Thursday, January 20, 2011

Khalid Sheik Mohammed killed U.S. journalist Daniel Pearl, report finds

By Peter Finn
Washington Post Staff Writer
Thursday, January 20, 2011; 2:06 AM

A recently completed investigation of the killing of Daniel Pearl in Pakistan nine years ago makes public new evidence that a senior al-Qaeda operative executed the Wall Street Journal reporter.

Khalid Sheik Mohammed -- the self-described mastermind of the Sept. 11, 2001, attacks, who is being held at the U.S. detention center at Guantanamo Bay, Cuba -- said at a military hearing in 2007 that he killed Pearl. But there have been lingering doubts about his involvement, and the United States has not charged him with the crime.

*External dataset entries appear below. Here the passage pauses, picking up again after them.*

PR #3474, opened 2024-08-18
Add support for incrementing / decrementing a gauge

IMax153:
## Type

- [ ] Refactor
- [x] Feature
- [ ] Bug Fix
- [ ] Optimization
- [ ] Documentation Update

## Description

For context, take a look at the detailed discussion that was had within ZIO regarding this change https://github.com/zio/zio/pull/7284.

## Related

- Related Issue #
- Closes #

### DIFF
--- a/packages/effect/src/Metric.ts
+++ b/packages/effect/src/Metric.ts
@@ -45,7 +45,7 @@ export type MetricTypeId = typeof MetricTypeId
  *   - Histograms
  *   - Summaries
  *
- * @since 3.6.5
+ * @since 2.0.0
  * @category models
  */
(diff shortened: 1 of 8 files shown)


packages/effect/src/Metric.ts
```diff
@@ -45,7 +45,7 @@ export type MetricTypeId = typeof MetricTypeId
  *   - Histograms
  *   - Summaries
  *
- * @since 2.0.0
+ * @since 3.6.5
```
tim-smart, line 48: The since tags would stay unchanged, as they reflect when something was added rather than modified.

IMax153: @tim-smart - reverted the since tags that did not reflect additions.

tim-smart (approved):

PR #3486, opened 2024-08-19
Introduce `bindAll`

KhraksMamtsov:
## Type

- [ ] Refactor
- [x] Feature
- [ ] Bug Fix
- [ ] Optimization
- [ ] Documentation Update

## Related

- Related Issue  #
- Closes https://github.com/Effect-TS/effect/issues/3484

### DIFF
--- a/packages/effect/src/Effect.ts
+++ b/packages/effect/src/Effect.ts
@@ -595,22 +595,17 @@ export declare namespace All {
   export type ExtractMode<A> = [A] extends [{ mode: infer M }] ? M : "default"
 
   /**
-   * @since 3.7.0
-   */
-  export type Options = {
-    readonly concurrency?: Concurrency | undefined
-    readonly batching?: boolean | "inherit" | undefined
-    readonly discard?: boolean | undefined
-    readonly mode?: "default" | "validate" | "either" | undefined
-    readonly concurrentFinalizers?: boolean | undefined
-  }
-
-  /**
    * @since 2.0.0
    */
   export type Return<
     Arg extends Iterable<EffectAny> | Record<string, EffectAny>,
-    O extends Options
+    O extends {
+      readonly concurrency?: Concurrency | undefined
+      readonly batching?: boolean | "inherit" | undefined
+      readonly discard?: boolean | undefined
+      readonly mode?: "default" | "validate" | "either" | undefined
+      readonly concurrentFinalizers?: boolean | undefined
+    }
   > = [Arg] extends [ReadonlyArray<EffectAny>] ? ReturnTuple<Arg, IsDiscard<O>, ExtractMode<O>>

According to the new report, which was prepared by faculty members and students at Georgetown University, U.S. officials have concluded that vascular technology, or vein matching, shows that the hand of the unseen man who killed Pearl on video is that of Mohammed. The report also says Mohammed told the FBI that a senior al-Qaeda operative advised him to take control of Pearl from his original kidnappers.

The 31,000-word report, published in conjunction with the Center for Public Integrity at www.publicintegrity.org, is among the most complete and graphic accounts of Pearl's death. The 3 1/2-year investigation, called the Pearl Project, was led by Asra Q. Nomani, a former colleague of Pearl's at the Journal, and Barbara Feinman Todd, director of the journalism program at Georgetown.

Pearl, 38, was kidnapped on Jan. 23, 2002, while investigating alleged connections between a radical Pakistani cleric and Richard Reid, who had attempted to detonate a bomb hidden in his shoe on a transatlantic flight in December 2001.

Pearl was duped into thinking that he was heading to an interview with the cleric when he was seized by a group of militants organized by Omar Sheik, a British-educated Pakistani, who is in prison for Pearl's kidnapping and murder, as are three accomplices. At the time he was orchestrating Pearl's abduction, the United States was pressing Pakistan for Sheik's extradition.

The report concludes that while Sheik set the kidnapping in motion, the group was uncertain about its ultimate goals and, at one point, appeared to consider releasing Pearl. According to the report, Mohammed told FBI interrogators at Guantanamo Bay that he received a call from Saif al-Adel, an Egyptian and a senior figure in al-Qaeda.

Adel "says, 'Listen, he's been kidnapped. These people don't know what to do with him. They want to know if we want him,' " Mohammed told the FBI, according to the report, which is based on hundreds of interviews as well as court records, FBI reports, and Pearl's e-mails and personal notes. Adel "thought this was an opportunity. We can take advantage of it. He said he wanted to make sure it's an Al Qaeda thing."

The report said it is still unclear how Adel, who remains at large, was able to direct Mohammed to the kidnappers.

The report said Mohammed and two others arrived at the compound on the outskirts of Karachi, where Pearl was being held. According to the report, some U.S. and Pakistani officials think the accomplices were Mohammed's nephews, including Ali Abdul Aziz Ali, who is also being held at Guantanamo Bay.

Mohammed slashed Pearl's throat, killing him, but one of his accomplices failed to operate the video camera, which they had brought to capture the murder for propaganda purposes. Mohammed restaged the killing, this time decapitating Pearl, according to the report. He then dismembered Pearl's body, and it was buried on the compound. Guards washed the bloody floor and then prayed, foreheads to the ground, on the same surface where their prisoner had just been killed, the report said.

The report said that 27 men, including guards and drivers, played a part in the kidnapping and murder, and that 14 remain free in Pakistan. Mohammed has not been charged with Pearl's murder, in part because he first confessed while in CIA custody, where he was waterboarded 183 times. Prosecutors fear that his treatment at the hands of the agency could compromise any case, the report said.

Mohammed told the FBI that he wanted to exploit the murder for propaganda. But the report also quoted a former chief military prosecutor at Guantanamo Bay as saying that "one of the high value detainees told interrogators that Osama bin Laden was angry that [Mohammed] had slaughtered Pearl so publicly and brutally, arguing that the murder brought unnecessary attention on the network."